Nixon is suing St. Louis-based Ameren Corp. over the reservoir collapse and is considering whether to file criminal charges.
In a letter to Nixon, Childers said the attorney general should step off the case in light of comments an Ameren vice president made to the St. Louis Post-Dispatch Wednesday. Vice president Richard Mark said Nixon's campaign solicited political donations from the company after Nixon launched his criminal probe.
"If you will not remove yourself from this matter, DNR will move in circuit court for your removal from the civil and criminal aspects of this case," Childers said in the letter.
Nixon spokesman Scott Holste said Nixon will stay on the case.
"No amount of politically motivated letters from the Blunt administration will stop the Attorney General from doing his job and carrying out his responsibilities to protect Missouri families," Holste wrote in an e-mail to The Associated Press.

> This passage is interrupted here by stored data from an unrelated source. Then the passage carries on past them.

Issue #604, opened 2026-08-18
[v5-P1] Three defects in the phase dataflow: audit shape, report staleness, flat out-dir


realmarcin:
From the Codex readiness review of 2026-08-17.

## 1. The audit shape check accepts findings that name no record — high

The phase contract asks for a top-level `summary` and findings shaped
`{severity, record, slot, issue}`. `_audit_is_well_formed()` checks neither
`summary` nor `record`, so this passes:

```json
{"findings": [{"severity": "high", "slot": "id", "issue": "wrong"}]}
```

Both reconciliation phases are then told to apply "the findings that concern"
their record — from a finding that does not say which record it concerns. Given
#574 conditions absorption on the audit's verdict, a finding that cannot be
attributed is worse than absent.

## 2. The report still cannot see its own diff, and repair invalidates it — high

#580 gave `report` the reconciled records. It still does not get the
*originals*, so "what was changed in each record" remains unobservable — and
`reconcile_core` overwrites the `Completed core record` carry entry, so the
pre-state is gone by then.

Worse: validator-driven repair runs **after** the report is written and can
rewrite either record, so even the post-state the report saw may be obsolete by
the time the run finishes. `report_claims` then checks the stale report against
the repaired records.

Fix: repair before reporting, and supply both snapshots.

## 3. A flat `--out-dir` run records paths that do not exist — high

`RunSpec` sends artifacts to `out_dir`, but `execute()` calls `build_record()`
without those paths or an adjusted `concat_dir`, so `outputs` and the new
`companions` block are reconstructed under the standard
`data/d4d_concatenated/{method}/{label}` layout. A record written into
`out_dir` can name output and companion files that are elsewhere or absent.

This is the GitHub-assistant layout, and it is the same class of bug as the
declared-bundle defect: a path assumed rather than derived from the spec that
already knows it.

Issue #590, opened 2026-08-17
[v5] Pre-flight: three decisions before the arm starts, none of them defects


realmarcin:
Everything from the readiness review is closed (#581). This records what a
pre-flight sweep found that is a *decision* rather than a defect, so none of it
is silently assumed.

## 1. #457 must not precede v5

Adding a `pattern` to `uriorcurie` is the natural companion to v5's identifier
rules — it would make an invented prefix a validation failure rather than only
a rule violation. **It should still wait.**

Measured across the v4 arm:

| classification | count | share |
|---|---|---|
| `curie_declared` | 739 | 49.1% |
| `uri` | 397 | 26.4% |
| `curie_undeclared` | **320** | **21.2%** |
| `uri_unverified` | 50 | 3.3% |
| bare tokens | **0** | — |

All 320 are in `id` slots, and they are exactly what v5's rule 3 targets: do not
invent a prefix, hang the identifier off one the evidence supplies.

Adding the pattern first would hand 320 validation failures to a repair loop
that is shape-only and evidence-blind (`build_repair` excludes the bundle), so
it would have no way to know what to substitute. It would churn, and any
reduction v5's rules achieve would be invisible underneath it.

**Run v5 first.** If the rules work, the 320 collapse and the pattern becomes
cheap; if they do not, that is worth knowing before enforcing it. This is also
the issue's own conclusion under "Why not just add the pattern".

## 2. VOICE_PEDIATRIC has no v4 baseline

```
AI_READI         pair 10  report 2  ungrounded 0
CHORUS           pair  6  report 0  ungrounded 0
CM4AI            pair  9  report 4  ungrounded 10
VOICE            pair  9  report 2  ungrounded 19
VOICE_PEDIATRIC  none
```

The v4 batch was stopped before reaching it. Consequences, both real:

- the canary gate cannot protect it — a missing baseline never regresses, by
  design, so a VOICE_PEDIATRIC run is ungated;
- it will have no v4 counterpart to compare against afterwards.

Either include it and accept both, or leave it out of v5 and say so in the plan.
Including it is defensible for a production run — the goal is the best records
available, and it currently has none at all.

## 3. Freeze the schema now

`d4d api run` already refuses to start when the merged schema is stale (#582),
but nothing stops the schema being *changed* mid-arm. The v4 plan's rule is
"if the digest moves mid-arm, stop and restart the whole arm", and #576 records
what a digest move between arms costs.

[...]

PR #611, opened 2026-08-19
Make the record schema mode-aware, and check it where records are written (#605)

### LINKED ISSUE #605: [v5-P2] The generation-record schema is opt-in and mode-blind
From the Codex readiness review of 2026-08-17. Two findings about #597.

## 1. Nothing validates a record at write time — high

`ProvenanceRecord.write()` calls `yaml.safe_dump`. Schema validation exists only
as the manual `d4d provenance validate-records`. So a run can declare success
having written a record that does not conform.

That is the shape #582 fixed for the schema digest — a check that existed and
was not on the generation path — and I reproduced it for the record schema in
the same week.

## 2. The schema is blind to record_mode — high

`inputs`, `model`, `prompts`, `validation`, `pair_consistency`,
`report_claims` and `grounding` are optional for *every* mode, so a
`record_mode: live` record validates while omitting its bundle, its prompts, its
model, its validation verdict and all three post-generation checks.

I made them optional because a `derived` record legitimately has none of them —
which is true, and the answer is conditional requirements per mode, not blanket
optionality. As it stands the schema mostly asserts that a record is a mapping
with a few identity fields.

## 3. Descriptions contradict the writers — medium

- `record_type` is documented "Always `d4d_generation_provenance`"; derived
  records write `d4d_derived_provenance`.
- `outputs` is documented "by path and hash"; `_artifact()` deliberately records
  no hash and says why.
- `schema.digest_md5` is documented as the digest "the model was actually sent",
  but the agentic recorder computes it after generation and Claude Code reads
  schema files rather than receiving a digest. The API-sent digest and the
  agent-observed schema identity are different claims sharing a field.

## Fix

Mode-specific requirements (LinkML rules or subclasses), validation invoked from
both write paths, and descriptions corrected to what the writers do.

realmarcin:
Closes #605.

## Two weaknesses in the schema from #597

**It was mode-blind.** Only fields universal across all 195 records were required, so a `live` record validated while omitting its bundle, its model, the machine it ran on, and its validation verdict.

Conditional rules now say what each mode must carry. Every field was **measured across the corpus rather than chosen**:

| mode | n | always carries (beyond the universal set) |
|---|---|---|
| `live` | 158 | `inputs`, `model`, `system`, `validation` |
| `reconstructed` | 33 | the above + `unrecoverable` |
| `derived` | 4 | `derivation`, `sources`, `not_applicable` |

So this tightens the contract and fails nothing retroactively — all 195 records still conform.

**It was checked only by a command someone remembers to run.** Validation lived in `d4d provenance validate-records`, so a run could finish, report success, and leave a non-conforming record behind — the shape of #582. `write()` now validates what it wrote; `execute()` fails the run on a violation. The record is still written first: it is the run's only account of itself.

## The gate found a real gap on its first run

`execute()` writes `report_regenerated_after_repair` when repair rewrites a record after the report was rendered (#604). No record on disk carries it, so validating the corpus could never have reached it — and the schema forbade it. The first real repair-with-regeneration run would have failed at the new gate. Added, plus a test that reads the **writers** rather than the archive.

`RECORD_SCHEMA` now resolves against the package when the repo-relative path does not exist: `record_conformance` returns no findings when it cannot run, which is honest for a missing dependency and would have been a silent pass for a sweep launched from another directory.

## Three descriptions that contradicted their writers

- `record_type` — was "Always `d4d_generation_provenance`"; derived records write `d4d_derived_provenance`. Now enumerated, and tied to `record_mode` by a rule so the two discriminators cannot disagree.
- `outputs` — was "by path and hash"; a generation record deliberately carries no hash (`_artifact`, after 77 records hashed a state their files merely passed through). Integrity lives in `validation.artifacts`.
- `schema.digest_md5` — was "what the model was sent"; true of the API path, which fingerprints as it renders, but the agentic recorder runs after generation. Not the same claim.

## VOICE_PEDIATRIC

Recorded in the v5 plan, closing the last open item in #590. It has **no v4 record**, so no baseline for any of the eight gated metrics — `verdict()` returns `unmeasurable` and stops the sweep, which is the #599 fix working. Running it ungated reproduces the v4 failure; borrowing VOICE's baseline would assert two different datasets should show the same defect counts. The arm is **AI-READI, CHORUS, CM4AI, VOICE**.

## Verification

- 2197 tests pass (the 2 that failed were the new gate catching the missing field, now fixed; `tests/test_download/test_api_runner.py` 132 pass)
- All 195 records conform, via both the new write-path check and `d4d provenance validate-records --strict`
- **Mutation-tested**: dropping the rules block fails exactly 3 of the new tests, so they detect the change rather than restate it
- `d4d api prompts check --strict` clean; `d4d runs check --strict` unchanged

### DIFF
--- a/notes/generic_v5_analysis_plan.md
+++ b/notes/generic_v5_analysis_plan.md
@@ -203,6 +203,27 @@ person answers this from the corpus instead of re-deriving it. The *limit*
 stays null and says why: no route states it and the provider does not return
 it, and a guess would make headroom computable and wrong.
 
+## VOICE_PEDIATRIC is out of the v5 arm (2026-08-18)
+
+Decided rather than deferred, closing the last open item in #590. VOICE_PEDIATRIC
+has **no v4 record**, so it has no baseline for any of the eight gated metrics.
+Under `verdict(..., baseline_requested=True)` a project whose baseline resolves
+to nothing is `unmeasurable` and stops the sweep — the #599 fix, working as
+intended. The alternatives were to run it ungated, or to gate it against another
+project's numbers.
+
+Both are worse than skipping it. An ungated run is the v4 failure exactly: a
+record that enters the "succeeded" column on schema validation alone, with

At issue is $20,000 in donations that Ameren gave to four Democratic campaign committees in early 2006. The committees gave virtually all the money to Nixon's campaign.
Nixon later returned the money.
The Missouri Ethics Commission investigated the donations and ruled in September that neither Nixon nor Ameren committed any wrongdoing.
The mountaintop reservoir collapsed in late 2005, spilling more than 1 billion gallons of water over the Johnson's Shut-Ins State Park, devastating the area and seriously injuring a family of five.